***** Data for review *****
PR #1689, opened 2023-11-02
Tineperiod strings

YishaiGlasner:


sefaria/model/topic.py
```diff
@@ -438,26 +438,36 @@ def contents(self, **kwargs):
     
     # A person may have an era, a generation, or a specific birth and death years, which each may be approximate.
     # They may also have none of these...
-    def most_accurate_time_period(self) -> Optional[TimePeriod]:
+    def _most_accurate_period(self, obj) -> Optional[LifePeriod]:
```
*****
**What needs to be done**
The line with "Tineperiod strings" marks where to start. Transcribe from there through the final line of the records, exactly and with nothing added.

**Solution to this task**
Tineperiod strings

YishaiGlasner:


sefaria/model/topic.py
```diff
@@ -438,26 +438,36 @@ def contents(self, **kwargs):
     
     # A person may have an era, a generation, or a specific birth and death years, which each may be approximate.
     # They may also have none of these...
-    def most_accurate_time_period(self) -> Optional[TimePeriod]:
+    def _most_accurate_period(self, obj) -> Optional[LifePeriod]:
```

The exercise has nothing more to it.